**RECORDS SHOWN**.
PR #1437, opened 2026-03-18
UTILS/CONFIG: Add config file reading.

ColinNV:
## What?
Add config file reading to the previously established config infrastructure.

## How?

**AIM OF THE EXERCISE**.
Write out exactly each line of the entries, starting at the one containing "UTILS/CONFIG: Add config file reading." and finishing with the last line.

**RESULT**.
UTILS/CONFIG: Add config file reading.

ColinNV:
## What?
Add config file reading to the previously established config infrastructure.

## How?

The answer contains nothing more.